Recently, Metabolomics studies have been successfully used to display metabolic profiles of fermented foods predominated by LAB to predict fermentative characteristics of different microorganisms [26]. Some metabolomics studies have reported a clear separation between samples fermented with different LAB strains in PCA score plots obtained from fermented foods. According to Gallegos et al. [22], a PCA from GC–IMS spectral data of LAB allowed the differentiation of Lactobacillus and Lactococcus strains. In addition, this study presented the possibility of discrimination Lactobacillus casei from Lactoabillus paracasei, according to their relevant volatile fingerprints. Correia et al. [27] have also reported that sorghum fermented with LB was very different from samples fermented with LP, LF, and PP, due to the superior contents of specific macromolecules of the proteins and lipids. However, little is known about the similarities or differences in metabolic characteristics between LAB strains.

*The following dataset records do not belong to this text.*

PR #859, opened 2016-07-24
Added world type notification screen.

whichonespink44:
This displays a notification screen when creating a new world (similar to the one that BOP uses) which informs the user that the 'Realistic' world type must be selected in order to get realistic terrain.

Hopefully this will help prevent people from choosing the 'Default' world type and thinking that they're seeing 'realistic' terrain.

Couple of things worth mentioning...
- The two main files where all the magic happens were lifted from BOP and tweaked as needed. I asked @Adubbz a few months ago on the BOP Discord server about adding something like this to RTG, and he pointed me in the direction of BOP's gui screen, so hopefully that's all the permission we need to use this. (Adubbz, if you're not cool with this for any reason, please let me know.)
- The event handler is its own class and is registered independently of the rest of RTG's other event handlers. This is something we should probably refactor, and I probably will before we release 1.1.0 tonight.
- The localisation files are all in English... not sure how we go about translating them. We could try Google Translate, though I think we'd probably have a hard time determining where to break up the lines.


topisani:
I can do danish and german, the german one is probably useful to some people. @VelocityRa should do a greek one, and we can probably ask our users for the rest.

srs-bsns:
I might add en_PT if I get bored.

srs-bsns:
Why was 9ff1ad43982f796f13d7cd60aaa4e6e82c052d53 in this PR?  :neutral_face:

whichonespink44:
I was waitin for Adubbz to get back to me before merging this into dev and couldn't be bothered to make another branch :blush:

srs-bsns:
slacker

whichonespink44:
... out of a DeLorean?!!?!

PR #873, opened 2016-07-28
Tweaked the event management system.

whichonespink44:
This should be working for all scenarios.

I've tested all combinations of loading and unloading RTG and non-RTG (superflat) worlds, and I didn't experience any crashes, chunk walls, or stone rivers.

But it's late, and this could do with more testing... but if everything checks out, we can release 1.1.1 ~~tomorrow night~~ later tonight.

### DIFF
--- a/src/main/java/rtg/event/EventManagerRTG.java
+++ b/src/main/java/rtg/event/EventManagerRTG.java
@@ -1,12 +1,14 @@
 package rtg.event;
 
-import cpw.mods.fml.common.eventhandler.Event.Result;
-import cpw.mods.fml.common.eventhandler.EventPriority;
-import cpw.mods.fml.common.eventhandler.SubscribeEvent;
+import java.util.ArrayList;
+import java.util.Random;
+import java.util.WeakHashMap;
+
 import net.minecraft.block.Block;
 import net.minecraft.init.Blocks;
 import net.minecraft.world.World;
 import net.minecraft.world.biome.BiomeGenBase;
+
 import net.minecraftforge.common.MinecraftForge;
 import net.minecraftforge.event.terraingen.InitMapGenEvent;
 import net.minecraftforge.event.terraingen.OreGenEvent;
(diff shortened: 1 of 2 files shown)


src/main/java/rtg/event/EventManagerRTG.java
```diff
@@ -107,22 +104,27 @@ public void generateMinableRTG(OreGenEvent.GenerateMinable event) {
...
+        InitBiomeGensRTG() {
+            logEventMessage("Initialising InitBiomeGensRTG...");
         }
 
         @SubscribeEvent
         public void initBiomeGensRTG(WorldTypeEvent.InitBiomeGens event) {
 
-            if (event.newBiomeGens[0].getClass().getName().contains("GenLayerEB")) return;
+            if (!(event.worldType instanceof WorldTypeRTG)) {
+                return;
```
srs-bsns, line 131: @whichonespink44 
Because you are now registering all of the event handlers during pre-init, they will all be registered at this point if you are creating a world that is not a RTG WorldType.

`return`ing here only prevents the river remover from being initialised, but we also need to unregister our other event handlers so that we don't interfere in a non-RTG world.

``` java
    if (!(event.worldType instanceof WorldTypeRTG)) {
        unRegisterEventHandlers();
        return;
    }
```

srs-bsns:
@whichonespink44
This will effectively go back your original functionality from the first PR to fix the Event Manager. If RTG is loaded, our event handlers are all registered, and are only unregistered if creating/loading a world that is not WorldTypeRTG, and then reregistered upon world unloading. This is probably for the best.

When I went with the opposite functionality of ONLY registering our event handlers when it was WorldTypeRTG and not until a world was about to be created/loaded, I was concerned with possible compatibility conflicts between the time minecraft loads to when a world is loaded, but I was probably just being overly cautious.

src/main/java/rtg/event/EventManagerRTG.java
whichonespink44, line 131: I don't think any of RTG's other event handlers need to be unregistered this early, as they'll all get unregistered before the non-RTG world loads (WorldEvent.Load), but... like I said in the comments, it's better to be safe than sorry, so unregistering them here as well doesn't hurt anything.

whichonespink44:
Ok, I've been testing this on and off all day, and I've been unable to find anything wrong. Works fine in superflat & BOP worlds and any combination of logging in/out between those worlds and RTG worlds seems to be working fine. Only thing I haven't tested is SMP, which I'll be doing when I get home.

If anyone can think of any other combos/scenarios I might've missed, let me know or give it a whirl and post any issues here.

whichonespink44:
Merging this before going down the 'always-registered, dim0-checking' approach as discussed in Discord.

PR #258, opened 2024-09-19
wordmap builder

olaugh:


olaugh:
Lots of work yet to do but I wanted to make sure this existed somewhere besides my laptop.

src/ent/bit_rack.h
```diff
@@ -1,12 +1,19 @@
 #ifndef BIT_RACK_H
 #define BIT_RACK_H
 
+#if defined(__APPLE__)
+#include "../../compat/endian.h"
+#else
+#include <endian.h>
+#endif
+
```
jvc56, line 9: We now handle this in compat/endian_conv.h instead of checking the OS in a bunch of different files. If new endian function are needed you can add them to compat/endian_conv.h

src/ent/bit_rack.h
```diff
@@ -50,16 +63,49 @@ bool bit_rack_is_compatible_with_ld(const LetterDistribution *ld) {
...
+  return sizeof(BitRack) == 16;
+}
+
+static inline bool bit_rack_is_compatible_with_endianness(void) {
+#if defined(__APPLE__)
+  return OSHostByteOrder() == OSLittleEndian;
+#else
+  return __BYTE_ORDER == __LITTLE_ENDIAN;
+#endif
+}
```
jvc56, line 76: Same as above. Prefer to handle in compat/endian_conv.h

src/ent/bit_rack.h
```diff
@@ -156,20 +206,208 @@ void bit_rack_div_mod(const BitRack *bit_rack, uint32_t divisor,
...
+    bit_rack->low -= (uint64_t)1 << shift;
+  } else {
+    bit_rack->high -= (uint64_t)1 << (shift - 64);
+  }
+#endif
+}
+
+static inline void bit_rack_write_12_bytes(const BitRack *bit_rack,
+                                           uint8_t bytes[12]) {
+  // assumes little-endian
```
jvc56, line 343: Nit (only change if convenient): if possible try to remain endian-ambiguous and use compat/endian_conv.h if that helps.

src/ent/bit_rack.h
```diff
@@ -156,20 +206,208 @@ void bit_rack_div_mod(const BitRack *bit_rack, uint32_t divisor,
...
+  memory_copy(bytes, ((uint8_t *)bit_rack), 12);
+#else
+  memory_copy(bytes, ((uint8_t *)&bit_rack->low), 8);
+  memory_copy(bytes + 8, ((uint8_t *)&bit_rack->high), 4);
+#endif
+}
+
+static inline BitRack bit_rack_read_12_bytes(const uint8_t bytes[12]) {
+  BitRack bit_rack = bit_rack_create_empty();
+  // assumes little-endian
```
jvc56, line 354: Same as above.

test/tsrc/test.c
```diff
@@ -41,10 +41,15 @@
 #include "string_util_test.h"
 #include "validated_move_test.h"
 #include "wasm_api_test.h"
+#include "wmp_test.h"
+#include "wmp_maker_test.h"
 #include "word_prune_test.h"
 #include "word_test.h"
 
 void run_all(void) {
+  test_wmp();
```
jvc56, line 50: Make sure we run the full test before merging.

jvc56 (changes requested):

src/ent/bit_rack.h
olaugh: i believe the last common big endian architecture for personal computing was powerpc (i had one)
but it's good to be hygienic about this stuff, and actually having thought more about it, it wouldn't be hard to be compatible (but it would take some effort to emulate a big endian machine)
i can fix this up

test/tsrc/test.c
olaugh: oops my bad, fixed. i still haven't figured out how to detect leaks locally so i've been relying heavily on github ci, and it was taking too long to run the whole set of sets, so that's what i was up to

src/ent/bit_rack.h
olaugh: Removed this, only including endian_conv.h

src/ent/bit_rack.h
olaugh: Removed this, this check no longer exists, compatible with either endianness (though big endian is untested)

src/ent/bit_rack.h
olaugh: same kind of fix

src/ent/bit_rack.h
olaugh: I have done the endian swap using existing endian_conv.h functions for 64 and 32 but I didn't add these 96 bit swaps there, they just seem overly specific to this use case, especially since it depends on whether BitRack is  __int128 or a struct

olaugh:
Thank you and PTAL!

jvc56 (approved):

PR #269, opened 2024-11-10
use wordmap existence checks in shadow

olaugh:


src/impl/wmp_move_gen.h
```diff
@@ -117,7 +117,7 @@ wmp_move_gen_check_playthrough_full_rack_existence(WMPMoveGen *wmp_move_gen) {
   // position, but only one combination is possible, and the leave is empty.
   const int size = wmp_move_gen->full_rack_size;
   const int idx = subracks_get_combination_offset(size);
-  SubrackInfo *playthrough_info = &wmp_move_gen->nonplaythrough_infos[idx];
+  SubrackInfo *playthrough_info = &wmp_move_gen->playthrough_infos[idx];
```
olaugh, line 120: I was initially surprised this bug didn't break anything in autoplay but I ran 100k game pairs and it didn't make a difference. In this branch we've already done everything we're going to do with the nonplaythrough SubrackInfos, we looked up whether they had words before shadow started.

However in my work using the info to find plays I was very confused to see letters inserted into the nonplaythrough BitRacks which of course shouldn't ever be bigger than RACK_SIZE.

PR #270, opened 2024-11-11
shrink wmp some by storing double blanks with bitvectors instead of l…

olaugh:
shrink wmp file some by storing double blanks with bitvectors instead of lists of pairs


olaugh:
back to draft, i see some cleanup i want to do in wmp_maker

olaugh:
I can tell I didn't do the best job cleaning up WMPEntry because it's not easy to resize it. There's some functions still using pointer arithmetic instead of the union fields in the struct, but even having fixed that locally it's still got problems. Workin' on it

olaugh:
> I can tell I didn't do the best job cleaning up WMPEntry because it's not easy to resize it. There's some functions still using pointer arithmetic instead of the union fields in the struct, but even having fixed that locally it's still got problems. Workin' on it

Fixed that and tested with WMP_INLINE_VALUE_BYTES set to various multiples of 4: 12, 16, 20, 32. Leaving the value at 16

olaugh:
CSW21.wmp before: 162502154
CSW21.wmp now: 149080312

olaugh:
> CSW21.wmp before: 162502154 bytes CSW21.wmp now: 149080312
> 
> With WMP_INLINE_VALUE_BYTES set to 12, would be 130989842

fwiw the new CSW21.wmp gzips to under 50MB, fairly reasonable size if we have to send it over network

PR #282, opened 2025-01-06
Endgame

domino14:
Implement negamax-based exhaustive endgame engine. Optimizations include:
- alpha-beta pruning
- iterative deepening
- negascout
- small move (128 bits describes every move) recorder for movegen
- arena-like (really stack-like) allocations for moves

Optimizations not yet included, but in future PRs:
- transposition table
- LazySMP or better multithreading
- wordprune


jvc56 (approved):
Just left one note about the cross platform stuff. Also, it would be good to clean up some of the commented prints we don't need anymore, unless we'll need them for future debugging. Other than that it looks good to go.

src/impl/endgame.c
```diff
@@ -0,0 +1,444 @@
+#include <pthread.h>
+
+#include "../../src/ent/move.h"
```
olaugh, line 3: #include "../ent/move.h"

olaugh (approved):

domino14:
> Just left one note about the cross platform stuff. Also, it would be good to clean up some of the commented prints we don't need anymore, unless we'll need them for future debugging. Other than that it looks good to go.

Yep, let's leave them for a little bit of time for future debugging, then we can remove i think after adding all the other stuff from Macondo.

PR #285, opened 2025-01-12
Use Equity in movegen + elsewhere

olaugh:


src/ent/game.c
```diff
@@ -236,7 +239,7 @@ static inline void game_gen_alpha_cross_set(Game *game, int row, int col,
       board_get_word_edge(board, row, col - 1, WORD_DIRECTION_LEFT);
   const int right_col =
       board_get_word_edge(board, row, col + 1, WORD_DIRECTION_RIGHT);
-  int score = 0;
+  Equity score = 0;
```
jvc56, line 242: Not sure if we want to use EQUITY_ZERO_VALUE here. I think it's fine either way, so I'll leave it up to you.

src/ent/static_eval.h
```diff
@@ -176,10 +175,10 @@ static inline int static_eval_get_move_score(const LetterDistribution *ld,
     col_start = tmp_start;
   }
 
-  int ls;
-  int main_word_score = 0;
-  int cross_scores = 0;
-  int word_bingo_bonus = 0;
+  Equity ls;
+  Equity main_word_score = 0;
```
jvc56, line 179: Not sure what the difference between setting to 0 and setting to EQUITY_ZERO_VALUE is here, but it seems intentional, so just let me know the logic behind it.

src/ent/move.h
```diff
@@ -318,10 +321,6 @@ static inline void small_move_destroy(SmallMove *move) {
   free(move);
 }
 
-static inline bool within_epsilon_for_equity(double a, double b) {
```
jvc56, line 321: Very glad to get rid of this atrocity.

jvc56 (approved):

PR #286, opened 2025-01-14
trim whitespace csv fields in csv2klv conversion

olaugh:
I had trouble converting the csv i got from Gilles because of dos line endings (CR+LF). This seems good to have. I tested it but handling it in convert_test was annoying because CSW21_small.csv gets overwritten so I punted


olaugh:
this removes {' ', '\t', '\n', '\v', '\f', '\r'}

jvc56 (approved):

PR #293, opened 2025-02-13
use fixed-size arrays in board/move/rack/ld

olaugh:
ints shrunk and reordered for packing, pointers to malloc'ed blocks replaced by fixed-length arrays within the structs


olaugh:
3% speedup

Results of PCA analyses in the present study indicated that metabolite profiles of tomatoes were dependent on the LAB strain used. Since metabolites of tomatoes are related to taste and flavor [28, 29], differences in metabolites, depending on the LAB strain, indicate differences in quality. For example, the umami of tomato has been related to the content of amino acids such as citric acid, glycine, serine and glutamic acid [30]. Among them, glutamic acid played an important role as umami in tomato taste [31]. It has been also well known that the sugars such as glucose and fructose of tomatoes affect sweetness. The sour taste in tomatoes was attributed mainly to citric and malic acids [32]. The high levels of lactic acid in tomato fermented with LM can be associated with the sour taste. Further metabolomics studies involving more samples are required to clarify the relationship between taste and LAB strains.